[[ The input open ]]

PR #2941, opened 2018-07-31
Eagerly clean removed image out of the texture cache.

nical:
This is the first step towards improving the use of dirty rects with async blobs.

This PR adds the concept of manual and automatic eviction strategies. Automatically evicted texture cache entries correspond to what we currently do where the texture cache evicts items that haven't been request for a number of frames, while manually evicted items never get evicted until the resource cache explicitly marks them as unused with `TextureCache::mark_unused`.

The manual eviction policy will be needed for blob images so that we get the guarantees that what's in the cache doesn't get evicted while rasterization is happening asynchronously, which we need for dirty rects to stay valid.

Non-blob items will remain automatically evicted. This PR also makes us evict removed image keys faster for all types of texture cache entries which is good since an existing texture cache entry for a removed image key will never be used again (might as well free space up in the cache as soon we know we won't use it again).

---
This change is [Reviewable](https://reviewable.io/reviews/servo/webrender/2941)

### DIFF
--- a/webrender/src/texture_cache.rs
+++ b/webrender/src/texture_cache.rs
@@ -112,6 +112,8 @@ struct CacheEntry {
     eviction_notice: Option<EvictionNotice>,
     // The type of UV rect this entry specifies.
     uv_rect_kind: UvRectKind,
+    // If true the cache entry may be evicted if unused for a number of frames.
+    eviction: Eviction,
 }
 
 impl CacheEntry {
@@ -136,6 +138,7 @@ impl CacheEntry {
             uv_rect_handle: GpuCacheHandle::new(),
             eviction_notice: None,
             uv_rect_kind,
+            eviction: Eviction::Auto,
         }
     }
 
@@ -190,6 +193,14 @@ impl TextureCacheHandle {
     pub fn new() -> Self {
         TextureCacheHandle { entry: None }
     }
+}
+
+#[derive(Copy, Clone, Debug, PartialEq, Eq)]
+#[cfg_attr(feature = "capture", derive(Serialize))]
+#[cfg_attr(feature = "replay", derive(Deserialize))]
+pub enum Eviction {
+    Auto,
+    Manual,
 }
 
 // An eviction notice is a shared condition useful for detecting
@@ -410,6 +421,7 @@ impl TextureCache {
         gpu_cache: &mut GpuCache,
         eviction_notice: Option<&EvictionNotice>,
         uv_rect_kind: UvRectKind,
+        eviction: Eviction,
     ) {
         // Determine if we need to allocate texture cache memory
         // for this item. We need to reallocate if any of the following
@@ -462,6 +474,8 @@ impl TextureCache {
 
         // Upload the resource rect and texture array layer.
         entry.update_gpu_cache(gpu_cache);
+
+        entry.eviction = eviction;
 
         // Create an update command, which the render thread processes
         // to upload the new image data into the correct location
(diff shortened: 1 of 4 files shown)


webrender/src/texture_cache.rs
```diff
@@ -112,6 +112,8 @@ struct CacheEntry {
     eviction_notice: Option<EvictionNotice>,
     // The type of UV rect this entry specifies.
     uv_rect_kind: UvRectKind,
+    // If true the cache entry may be evicted if unused for a number of frames.
```
kvark: comments needs an update. Also, why is it not a doc comment?

webrender/src/texture_cache.rs
```diff
@@ -581,6 +595,17 @@ impl TextureCache {
          DeviceUintRect::new(origin, entry.size))
     }
 
+    pub fn mark_unused(&mut self, handle: &TextureCacheHandle) {
+        if let Some(ref handle) = handle.entry {
+            if let Some(entry) = self.entries.get_opt_mut(handle) {
+                // Set a very low last accessed frame to make it very likely that this entry
+                // will get cleaned up next time we try to expire entries.
+                entry.last_access = FrameId(0);
+                entry.eviction = Eviction::Auto;
```
kvark: given that `last_access` doesn't make sense for `Manual` anyway, can we make it a field of `Eviction::Auto`?

webrender/src/texture_cache.rs
nical: It's not a doc comment because the other comments were not doc comments either. Does it make a difference for non-public fields?

webrender/src/texture_cache.rs
nical: The `Eviction` enum was primarily meant to avoid adding a boolean parameter to the update function so I'd rather keep it this way.

webrender/src/texture_cache.rs
kvark: I secretly hope that we can (one day) generate a private documentation for a module/crate, where those will be useful. In any way, there isn't any downside of using doc comments here, but you aren't required to do the change since you were just following the old code.

webrender/src/texture_cache.rs
kvark: I don't understand. If we can get a better semantics, better use of types, then why neglect it?

nical: If you insist I can add another enum for the thing stored in here that has a last access time and keep this enum for the signature fo `TextureCache::update`. Where `Eviction` shows up most right now is as an argument in the various calls to `TextureCache::update` where the last access time member doesn't make sense (I think).

webrender/src/texture_cache.rs
nical: I don't mind doing the change either in light of your sercet hope. I'll update it.

nical:
> It sounds like these proposed changes may break that assumption? And if so, would that complicate things such as device reset etc?

Not necessarily: for memory pressures or device loss we can detect it and throw away the rendered blobs that only have a sub-rect available (that would fall back to synchronous rasterization on the next frame but look correct). That way we could still throw away manually evicted items if we want to.

If we don't have a way to maintain blobs in the cache, we can't rasterize sub-rects asynchronously, since doing so relies on the fact that the rest of the blob is in the cache and will still be there by the time we are done rasterizing.

webrender/src/texture_cache.rs
kvark: ok, fair enough. I can follow up with this myself if I see it feasible

kvark:
Given the concern raised, leaving for @gw3583 to merge.

gw3583:
OK, I think that sounds reasonable, as long as it's easy to detect those cases. I guess we'll just need to add a bit of code to the message that clears the caches to ensure that we hook up this logic to the blob code?

nical:
All we need is to throw away the rasterized blobs and the code that queries images during frame building will fallback to rasterizing the blobs it can't find synchronously on demand.

gw3583:
@nical Sounds good to me then!

PR #2942, opened 2018-07-31
Avoid transform copies where not necessary

kvark:
This should be harmless. Just using references and `Cow` where we did copies before. Those copies are sometimes difficult to track down in the profiler because they just make the functions heavier and not all the time manifest in separate system move calls.
cc @nical

---
This change is [Reviewable](https://reviewable.io/reviews/servo/webrender/2942)


gw3583:
This looks good to me. It might be worth a try run, just in case, since some of those changes when detecting transform kind vs. preserves_2d etc can be subtle - but I'll leave that to your judgment :) r=me.

kvark:
A few intermittents, no blockers found.
@bors-servo r=gw3583

PR #2948, opened 2018-08-02
Only paint the dirty rect of non-tiled blobs.

nical:
Unless we settle with a small tile size we should follow up with the same optimization for tiled blobs.
This is built on top of #2941.

---
This change is [Reviewable](https://reviewable.io/reviews/servo/webrender/2948)

### DIFF
--- a/examples/blob.rs
+++ b/examples/blob.rs
@@ -17,6 +17,7 @@ use rayon::prelude::*;
 use std::collections::HashMap;
 use std::sync::Arc;
 use webrender::api::{self, DisplayListBuilder, DocumentId, PipelineId, RenderApi, Transaction};
+use webrender::api::{DeviceUintRect, DeviceUintPoint};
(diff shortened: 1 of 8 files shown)


nical:
try push with reftests green https://treeherder.mozilla.org/#/jobs?repo=try&revision=3ea9ba2961163832ab9b4279d0b97d0d46dd3c90

examples/blob.rs
```diff
@@ -97,7 +98,10 @@ fn render_blob(
 
     Ok(api::RasterizedBlobImage {
         data: Arc::new(texels),
-        size: descriptor.size,
+        rasterized_rect: DeviceUintRect {
```
kvark: nit: could use [from_size](https://docs.rs/euclid/0.19.0/euclid/struct.TypedRect.html#method.from_size)

PR #2950, opened 2018-08-03
Fix texture upload size and track it

### LINKED ISSUE #2930: Track number of bytes uploaded per frame
It would be nice to see this in the profiler hud. It can be an easy way to diagnose the source of performance problems that we run into.

kvark:
Fixes #2930
Also, apparently, we were uploading way more data then we needed. Say, if the client (Gecko) stores texture data in a 1GB memory buffer, and it wants to upload the left-top texel only, we'd fill up the PBO with all of that 1GB... But the good news is - this should be fixed with this PR.

~~TODO:~~ gecko try push: https://treeherder.mozilla.org/#/jobs?repo=try&revision=78f3185784677b34223ed2cce9cd2358f0c93209

---
This change is [Reviewable](https://reviewable.io/reviews/servo/webrender/2950)

### DIFF
--- a/webrender/src/device/gl.rs
+++ b/webrender/src/device/gl.rs
@@ -2313,10 +2313,20 @@ impl<'a, T> TextureUploader<'a, T> {
         layer_index: i32,
         stride: Option<u32>,
         data: &[T],
-    ) {
+    ) -> usize {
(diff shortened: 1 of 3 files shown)


gw3583:
Oh, nice find! :+1: 

@bors-servo r+

PR #2947, opened 2018-08-01
Proper near plane splitting

kvark:
The PR is built on the shoulders of #2913, #2741, https://github.com/servo/euclid/pull/277, https://github.com/servo/euclid/pull/291, https://github.com/servo/plane-split/pull/12, and (last but not the least!) https://github.com/servo/plane-split/pull/15

It uses the new clipping semantics in `plane-split` crate uniformly for both bounding box computation and 3d plane splitting itself, ensuring that no incorrect perspective divisions are performed (and closing quite a few TODO entries). Also adds a small reftest for the latter.

Fixes #2272

---
This change is [Reviewable](https://reviewable.io/reviews/servo/webrender/2947)

PR #2951, opened 2018-08-06
Clip chain refactor for local picture raster support.

gw3583:
There's a large number of related changes in this
patch. The overall goal is to make clip chain handling
not depend on screen rectangle generation. This
will make it much easier to implement local space
picture rasterization for perspective elements. In
addition to that, we unify how user / hierarchical and
primitive clip chain nodes are handled.

Clip chain instances are built on demand now, as
required by primitives. Right now, none of the
clip chain information is cached between primitives.
In general, now that the calculations are done in
local space, they are much faster - however we can
easily start to cache the common clip-chain state
(per raster coordinate system) if it ever shows up
in a profile. Additionally, since we only build
clip chains on demand, and clip chains for non-
visible primitives are not built, which is a
decent saving on many pages.

Remove ClipNode altogether. Instead, during flattening
we map directly from a ClipId to a ClipChainId
as appropriate. Clip chains are now created during
flattening and the links remain constant. It's only
during construction of a clip chain instance that we
include and exclude parts of the specified clip
chain. This unifies how we handle user defined clip
chains and legacy hierarchical clip chains. At the
same time, unify how the optional primitive specific
complex clip is handled with clip chains. Now, if
a primitive has a complex clip, it's added as a
normal clip chain node, and linked to the parent
clip chain that this primitive would otherwise
be attached to.

Primitive runs now only depend on the spatial node.
This results in far fewer primitive run breaks.

ClipWorkItems are now stored as a single contiguous
array in the ClipStore. To achieve this they are
stored as an index buffer, and a clip node range
is simply an (index, count). These are a lot
cheaper to pass to clip masks, and also require
fewer heap allocations.

Port hit testing to use the same clip chain data
structures that the main clip code uses, now that
the hierarchical and user defined clip chains are
handled in a uniform way.

Remove the need for Arc in clip chain code, since
clip chains are now stored in a contiguous index
buffer style structure.

---
This change is [Reviewable](https://reviewable.io/reviews/servo/webrender/2951)


gw3583:
This still needs some more work, specifically:

- [ ] Several test failures on a try run.
- [ ] More code comments / documentation.
- [ ] Code tidy up.

Anecdotally it seems to be quite a bit faster on the sites I've tested against than previously, although I haven't done detailed performance numbers yet.

It's probably not quite ready for review yet, but if anyone wants to start taking a look at it, go for it :+1:

gw3583:
If anyone has any general comments on the approach taken, and anything obvious missing, please let me know :)

gw3583:
I added some poorly drawn ASCII diagrams to try and describe how the data structures fit together (https://github.com/servo/webrender/pull/2951/commits/a65f56424d6d7108c6ae2db0a65afa170da8058f#diff-97cd013eed8f4591bd7659faf4352fd2R23).

I have fixed the test failues in wrench, and _most_ of the test failures in gecko try.

Tomorrow I will try to resolve the remaining failures in gecko try, which are mostly 3d transform related.

gw3583:
Try run is looking very green now - just a few orange items with unrelated intermittents.
https://treeherder.mozilla.org/#/jobs?repo=try&revision=e084e4749dbb158bc76efcb504db8e10173b2e1d

r? @kvark 
cc @mrobinson

gw3583:
@kvark Thanks for the review! Those naming suggestions are much better than I had :+1:

gw3583:
Once this lands we should be on the lookout for any regressions in number of clip masks we draw, or any hit-test issues. I wouldn't be surprised to have a few issues like that which need to be fixed up :fearful:

gw3583:
@bors-servo r=kvark

(is bors stuck?)

gw3583:
Hmmm, on subsequent tries I'm seeing failures, but when I revert those back to this patch, I'm still seeing the same failures - but those same failures were not occurring on the try run above. :confused: Investigating now...

gw3583:
Hmm, and it's actually a single test that is showing up in multiple places due to being run on each platform - ```transform-3d/1035611-1.html```.

gw3583:
Oh, I think I see what has happened. Ugh.

* #2947 fixed ```1035611-1.html``` and made it pass.
* This patch re-breaks that test.
* My try run above was on m-c before the WR update landed, and so didn't have updated reftest annotations.

Investigating now to see why this patch breaks that test.

sotaroikeda:
By [Bug 1483610 Comment 5](https://bugzilla.mozilla.org/show_bug.cgi?id=1483610#c5), the change might cause huge gecko performance regression.

PR #2952, opened 2018-08-07
Submit transaction with frame output enabled before transaction with …

hgallagher1993:
…DL in frame_output.rs

Fix for #2820 and closed #2866 in favour of this.

---
This change is [Reviewable](https://reviewable.io/reviews/servo/webrender/2952)


kvark:
Thank you!
@bors-servo r+

Issue #2955, opened 2018-08-08
WebRender some times tries to allocate huge render task surfaces


nical:
#2916 fixed one of the possible ways we can run into huge render tasks but there appear to be others.

I see [4 crashes in crash-stats](https://crash-stats.mozilla.com/signature/?signature=webrender%3A%3Arenderer%3A%3ARenderer%3A%3Adraw_tile_frame&date=%3E%3D2018-08-01T13%3A59%3A18.000Z&date=%3C2018-08-08T13%3A59%3A18.000Z&_columns=date&_columns=product&_columns=version&_columns=build_id&_columns=platform&_columns=reason&_columns=address&_columns=install_time&_sort=-date&page=1#reports) in the last seven days, they fail when initializing the texture in the gl context which logs

> [0][GFX1-]: Attempting to allocate a texture of size 20008x20008 above the limit, trimming (t=22.2719)

in the critical error section.

kvark:
I believe https://phabricator.services.mozilla.com/D16560 put the last nail into this coffin ;)

PR #2956, opened 2018-08-08
Add a sanity check for render task sizes

nical:
This PR moves the crash happening when failing to allocate large render task textures to the place where the size is assigned in the hope that the stack trace will be more actionable. This will make it easier to investigate #2955.

I'm not sure whether the explicit `panic!()` is needed or if the `error!()` macro already panics.

---
This change is [Reviewable](https://reviewable.io/reviews/servo/webrender/2956)

### DIFF
--- a/webrender/src/render_task.rs
+++ b/webrender/src/render_task.rs
@@ -32,9 +32,18 @@ use tiling::{RenderTargetKind};
 #[cfg(feature = "pathfinder")]
 use webrender_api::DevicePixel;
 
+const RENDER_TASK_SIZE_SANITY_CHECK: i32 = 16000;
 const FLOATS_PER_RENDER_TASK_INFO: usize = 8;
 pub const MAX_BLUR_STD_DEVIATION: f32 = 4.0;
 pub const MIN_DOWNSCALING_RT_SIZE: i32 = 128;
+
+fn render_task_sanity_check(size: &DeviceIntSize) {
+    if size.width > RENDER_TASK_SIZE_SANITY_CHECK ||
+        size.height > RENDER_TASK_SIZE_SANITY_CHECK {
+        error!("Attempting to create a render task of size {}x{}", size.width, size.height);
+        panic!();
+    }
+}
 
 #[derive(Copy, Clone, PartialEq, Eq, Hash, Debug)]
 #[cfg_attr(feature = "capture", derive(Serialize))]
@@ -335,6 +344,7 @@ impl RenderTask {
     }
 
     pub fn new_readback(screen_rect: DeviceIntRect) -> Self {
+        render_task_sanity_check(&screen_rect.size);
         RenderTask {
             children: Vec::new(),
             location: RenderTaskLocation::Dynamic(None, Some(screen_rect.size)),
@@ -369,6 +379,8 @@ impl RenderTask {
 
         size.width += padding.horizontal();
         size.height += padding.vertical();
+
+        render_task_sanity_check(&size);
 
         RenderTask {
             children,
@@ -458,6 +470,8 @@ impl RenderTask {
             }
         }
 
+        render_task_sanity_check(&outer_rect.size);
+
         RenderTask {
             children,
             location: RenderTaskLocation::Dynamic(None, Some(outer_rect.size)),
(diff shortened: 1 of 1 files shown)


webrender/src/render_task.rs
```diff
@@ -32,10 +32,19 @@ use tiling::{RenderTargetKind};
...
+const RENDER_TASK_SIZE_SANITY_CHECK: i32 = 16000;
 const FLOATS_PER_RENDER_TASK_INFO: usize = 8;
 pub const MAX_BLUR_STD_DEVIATION: f32 = 4.0;
 pub const MIN_DOWNSCALING_RT_SIZE: i32 = 128;
 
+fn render_task_sanity_check(size: &DeviceIntSize) {
+    if size.width > RENDER_TASK_SIZE_SANITY_CHECK ||
+        size.height > RENDER_TASK_SIZE_SANITY_CHECK {
+        error!("Attempting to create a render task of size {}x{}", size.width, size.height);
+        panic!();
```
kvark: let's just have this message in `panic!`

webrender/src/render_task.rs
```diff
@@ -458,6 +470,8 @@ impl RenderTask {
             }
         }
 
+        render_task_sanity_check(&outer_rect.size);
```
kvark: would it be easier (and more robust) if we just had a constructor like `RenderTask::new_dynamic(size, kind, clear_mode, children)` where the check is done?

webrender/src/render_task.rs
nical: The reason I put it in error!() is that it gets logged in a special gfxCriticalError thing which I can search for in crash-stats. I don't know how to search through panic messages in crash-stats although it might be possible.

webrender/src/render_task.rs
nical: I have a mild preference towards keeping the struct initialization syntax instead of using `::new` methods when construction is simple because the latter isn't very easy to read due to the lack of named arguments.
My hope is that within a few weeks of this sanity check being in the wild we'll have data pointing us to the missing places where we need to be careful about render task sizes and we can then remove the check (or replace it with something a bit better where we check against the real maximum size or something that makes sense on a per-type-of-item basis).

kvark: > I have a mild preference towards keeping the struct initialization syntax instead of using ::new methods when construction is simple

I agree! In my book the reasoning no longer stands if there is any logic that needs to be done though, which is the case here.

> and we can then remove the check

I don't see why we'd want to remove the check ever. Better put it once and forever in a nice spot to protect us against eternal evils of infinite render tasks.

nical: My own book has it that it's not worth losing the readability for a single sanity check function call that is only there for debugging purposes, but that's not really worth arguing over, I'll add the constructor.

kvark: I don't understand where "losing the readability" comes from. What am I missing?

kvark: oh, I was misreading it as "reliability", silly me

gw3583:
@nical @kvark This explicit panic occurs during the crash tests in CI. It may not be the same as the crash we're looking for, but I imagine it should be an easy fix:

```
thread 'WRRenderBackend#3' panicked at 'explicit panic', gfx/webrender/src/render_task.rs:43:9
TEST-UNEXPECTED-FAIL | file:///Users/cltbld/tasks/task_1533871261/build/tests/reftest/tests/layout/base/crashtests/265973-1.html | application terminated with exit code 1
REFTEST PROCESS-CRASH | file:///Users/cltbld/tasks/task_1533871261/build/tests/reftest/tests/layout/base/crashtests/265973-1.html | application crashed [@ mozalloc_abort]
Return code: 1
No suite end message was emitted by this harness.
# TBPL FAILURE #
The reftest suite: crashtest ran with return status: FAILURE
[taskcluster:error] exit status 2
```

nical:
Link ot the failing try push: https://treeherder.mozilla.org/#/jobs?repo=try&revision=b313719e75e0e1f9169cd8f6c38cc227d7d21cb0&selectedJob=193217773

The crashtest is:

```
<html>
<head>
</head>

<body>
<iframe style="border-top-width: 31378748; border-bottom-right-radius: 23895784; ">
</body>
</html>
```
Looking into it.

[[ The input closed ]]

> [Brief]
Reproduce verbatim the range of lines that opens the records and closes with the line containing "useful for detecting". Omit everything after it.

> [Result of the task]
PR #2941, opened 2018-07-31
Eagerly clean removed image out of the texture cache.

nical:
This is the first step towards improving the use of dirty rects with async blobs.

This PR adds the concept of manual and automatic eviction strategies. Automatically evicted texture cache entries correspond to what we currently do where the texture cache evicts items that haven't been request for a number of frames, while manually evicted items never get evicted until the resource cache explicitly marks them as unused with `TextureCache::mark_unused`.

The manual eviction policy will be needed for blob images so that we get the guarantees that what's in the cache doesn't get evicted while rasterization is happening asynchronously, which we need for dirty rects to stay valid.

Non-blob items will remain automatically evicted. This PR also makes us evict removed image keys faster for all types of texture cache entries which is good since an existing texture cache entry for a removed image key will never be used again (might as well free space up in the cache as soon we know we won't use it again).

---
This change is [Reviewable](https://reviewable.io/reviews/servo/webrender/2941)

### DIFF
--- a/webrender/src/texture_cache.rs
+++ b/webrender/src/texture_cache.rs
@@ -112,6 +112,8 @@ struct CacheEntry {
     eviction_notice: Option<EvictionNotice>,
     // The type of UV rect this entry specifies.
     uv_rect_kind: UvRectKind,
+    // If true the cache entry may be evicted if unused for a number of frames.
+    eviction: Eviction,
 }
 
 impl CacheEntry {
@@ -136,6 +138,7 @@ impl CacheEntry {
             uv_rect_handle: GpuCacheHandle::new(),
             eviction_notice: None,
             uv_rect_kind,
+            eviction: Eviction::Auto,
         }
     }
 
@@ -190,6 +193,14 @@ impl TextureCacheHandle {
     pub fn new() -> Self {
         TextureCacheHandle { entry: None }
     }
+}
+
+#[derive(Copy, Clone, Debug, PartialEq, Eq)]
+#[cfg_attr(feature = "capture", derive(Serialize))]
+#[cfg_attr(feature = "replay", derive(Deserialize))]
+pub enum Eviction {
+    Auto,
+    Manual,
 }
 
 // An eviction notice is a shared condition useful for detecting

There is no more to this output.